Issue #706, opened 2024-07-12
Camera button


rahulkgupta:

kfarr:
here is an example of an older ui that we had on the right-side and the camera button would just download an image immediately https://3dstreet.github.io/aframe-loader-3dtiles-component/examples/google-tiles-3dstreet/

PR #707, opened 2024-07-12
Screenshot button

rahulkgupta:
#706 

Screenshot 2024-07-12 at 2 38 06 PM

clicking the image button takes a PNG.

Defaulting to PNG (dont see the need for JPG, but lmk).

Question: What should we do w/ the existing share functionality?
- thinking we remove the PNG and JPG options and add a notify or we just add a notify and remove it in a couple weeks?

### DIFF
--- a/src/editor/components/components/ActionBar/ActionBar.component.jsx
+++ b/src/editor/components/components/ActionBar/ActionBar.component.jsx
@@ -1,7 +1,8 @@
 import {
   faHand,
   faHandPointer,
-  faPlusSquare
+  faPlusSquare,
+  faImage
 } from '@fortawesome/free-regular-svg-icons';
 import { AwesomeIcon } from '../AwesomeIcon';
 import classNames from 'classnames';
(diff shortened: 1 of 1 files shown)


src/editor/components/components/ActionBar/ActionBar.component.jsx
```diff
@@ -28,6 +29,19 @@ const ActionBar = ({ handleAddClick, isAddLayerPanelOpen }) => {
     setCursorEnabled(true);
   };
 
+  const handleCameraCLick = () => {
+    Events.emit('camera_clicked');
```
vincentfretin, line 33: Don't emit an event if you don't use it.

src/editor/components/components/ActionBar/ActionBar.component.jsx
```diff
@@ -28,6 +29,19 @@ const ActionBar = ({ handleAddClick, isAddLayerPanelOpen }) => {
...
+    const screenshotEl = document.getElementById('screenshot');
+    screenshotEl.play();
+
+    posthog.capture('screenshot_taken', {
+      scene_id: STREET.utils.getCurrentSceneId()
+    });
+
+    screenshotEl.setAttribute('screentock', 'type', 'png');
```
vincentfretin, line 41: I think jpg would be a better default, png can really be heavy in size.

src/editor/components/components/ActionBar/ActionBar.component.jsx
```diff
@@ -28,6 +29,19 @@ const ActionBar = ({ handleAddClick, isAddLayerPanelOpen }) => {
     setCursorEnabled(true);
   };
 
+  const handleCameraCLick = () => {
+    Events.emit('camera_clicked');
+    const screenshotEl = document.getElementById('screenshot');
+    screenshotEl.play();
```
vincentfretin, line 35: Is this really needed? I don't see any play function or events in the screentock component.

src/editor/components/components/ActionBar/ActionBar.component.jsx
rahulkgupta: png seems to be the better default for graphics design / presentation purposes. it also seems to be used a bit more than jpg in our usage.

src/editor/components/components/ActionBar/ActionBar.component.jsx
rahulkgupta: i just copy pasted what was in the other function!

...

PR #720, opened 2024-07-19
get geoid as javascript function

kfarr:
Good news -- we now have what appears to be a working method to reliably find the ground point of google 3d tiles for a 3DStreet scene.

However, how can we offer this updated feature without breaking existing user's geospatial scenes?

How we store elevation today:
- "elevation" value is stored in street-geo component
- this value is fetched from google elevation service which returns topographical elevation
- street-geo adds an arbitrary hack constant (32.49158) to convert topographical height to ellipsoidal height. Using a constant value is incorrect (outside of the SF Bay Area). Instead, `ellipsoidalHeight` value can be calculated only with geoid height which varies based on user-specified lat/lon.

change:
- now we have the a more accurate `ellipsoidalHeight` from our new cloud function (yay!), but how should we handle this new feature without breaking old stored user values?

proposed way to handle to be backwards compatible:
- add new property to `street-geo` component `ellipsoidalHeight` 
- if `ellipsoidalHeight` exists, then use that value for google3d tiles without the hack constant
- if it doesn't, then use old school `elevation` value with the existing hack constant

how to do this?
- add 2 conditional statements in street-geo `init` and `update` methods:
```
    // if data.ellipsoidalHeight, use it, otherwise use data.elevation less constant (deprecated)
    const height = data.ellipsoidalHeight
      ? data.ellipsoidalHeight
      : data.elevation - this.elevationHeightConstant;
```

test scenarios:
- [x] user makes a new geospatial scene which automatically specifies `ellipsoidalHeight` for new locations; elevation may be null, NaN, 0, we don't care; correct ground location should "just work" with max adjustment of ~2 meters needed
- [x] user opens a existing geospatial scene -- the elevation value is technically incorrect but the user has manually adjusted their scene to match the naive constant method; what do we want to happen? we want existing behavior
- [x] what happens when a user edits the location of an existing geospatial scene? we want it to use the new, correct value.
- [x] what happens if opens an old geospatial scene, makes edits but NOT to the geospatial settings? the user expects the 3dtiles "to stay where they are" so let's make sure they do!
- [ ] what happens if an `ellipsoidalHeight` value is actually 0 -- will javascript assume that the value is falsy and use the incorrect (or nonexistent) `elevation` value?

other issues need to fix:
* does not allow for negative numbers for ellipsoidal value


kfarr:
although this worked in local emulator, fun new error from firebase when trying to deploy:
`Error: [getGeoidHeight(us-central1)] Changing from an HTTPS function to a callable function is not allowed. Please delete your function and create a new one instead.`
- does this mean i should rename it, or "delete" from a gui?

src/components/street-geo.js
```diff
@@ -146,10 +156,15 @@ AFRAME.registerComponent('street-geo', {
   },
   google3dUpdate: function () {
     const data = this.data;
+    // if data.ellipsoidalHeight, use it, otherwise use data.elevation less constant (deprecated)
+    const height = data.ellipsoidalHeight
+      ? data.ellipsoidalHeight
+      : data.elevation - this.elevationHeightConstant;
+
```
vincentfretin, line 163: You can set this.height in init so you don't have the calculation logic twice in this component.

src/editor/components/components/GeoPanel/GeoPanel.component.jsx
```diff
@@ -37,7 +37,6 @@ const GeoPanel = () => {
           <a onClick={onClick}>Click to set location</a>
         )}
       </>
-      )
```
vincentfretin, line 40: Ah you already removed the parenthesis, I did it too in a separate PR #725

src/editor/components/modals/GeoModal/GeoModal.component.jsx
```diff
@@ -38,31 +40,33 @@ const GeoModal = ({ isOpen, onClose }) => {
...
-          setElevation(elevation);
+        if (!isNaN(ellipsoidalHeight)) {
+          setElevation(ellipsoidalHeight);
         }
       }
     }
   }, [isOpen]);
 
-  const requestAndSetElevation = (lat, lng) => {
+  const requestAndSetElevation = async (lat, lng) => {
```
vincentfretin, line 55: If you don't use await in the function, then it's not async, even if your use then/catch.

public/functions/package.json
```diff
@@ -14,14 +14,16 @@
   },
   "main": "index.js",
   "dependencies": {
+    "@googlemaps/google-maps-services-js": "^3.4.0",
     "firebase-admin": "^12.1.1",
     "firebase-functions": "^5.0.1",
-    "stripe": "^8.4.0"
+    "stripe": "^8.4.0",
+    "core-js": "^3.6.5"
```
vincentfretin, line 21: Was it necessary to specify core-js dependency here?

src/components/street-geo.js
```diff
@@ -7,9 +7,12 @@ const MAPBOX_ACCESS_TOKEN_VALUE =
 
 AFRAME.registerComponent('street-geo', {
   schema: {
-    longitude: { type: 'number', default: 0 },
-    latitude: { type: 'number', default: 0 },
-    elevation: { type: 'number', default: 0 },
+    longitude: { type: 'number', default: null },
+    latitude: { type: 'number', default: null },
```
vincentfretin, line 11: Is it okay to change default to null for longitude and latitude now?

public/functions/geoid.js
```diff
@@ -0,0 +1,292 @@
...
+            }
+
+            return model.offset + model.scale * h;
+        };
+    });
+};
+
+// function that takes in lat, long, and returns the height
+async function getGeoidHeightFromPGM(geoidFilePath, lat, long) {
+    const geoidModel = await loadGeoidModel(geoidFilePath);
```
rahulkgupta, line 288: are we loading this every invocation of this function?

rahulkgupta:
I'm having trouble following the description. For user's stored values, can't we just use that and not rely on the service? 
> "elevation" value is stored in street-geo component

==

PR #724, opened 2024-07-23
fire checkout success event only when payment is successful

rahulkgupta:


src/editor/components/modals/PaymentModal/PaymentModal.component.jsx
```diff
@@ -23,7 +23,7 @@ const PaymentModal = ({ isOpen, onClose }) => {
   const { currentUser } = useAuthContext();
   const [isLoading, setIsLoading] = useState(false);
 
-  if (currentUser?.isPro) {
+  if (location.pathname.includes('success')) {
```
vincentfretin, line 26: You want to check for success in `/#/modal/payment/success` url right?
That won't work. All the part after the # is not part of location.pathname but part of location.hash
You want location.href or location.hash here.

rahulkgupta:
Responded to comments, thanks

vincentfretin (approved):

*TASK DESCRIPTION*. Among the lines above, find those with the string "data" and copy them.

*RESULT OF THIS EXERCISE*.
    // if data.ellipsoidalHeight, use it, otherwise use data.elevation less constant (deprecated)
    const height = data.ellipsoidalHeight
      ? data.ellipsoidalHeight
      : data.elevation - this.elevationHeightConstant;
     const data = this.data;
+    // if data.ellipsoidalHeight, use it, otherwise use data.elevation less constant (deprecated)
+    const height = data.ellipsoidalHeight
+      ? data.ellipsoidalHeight
+      : data.elevation - this.elevationHeightConstant;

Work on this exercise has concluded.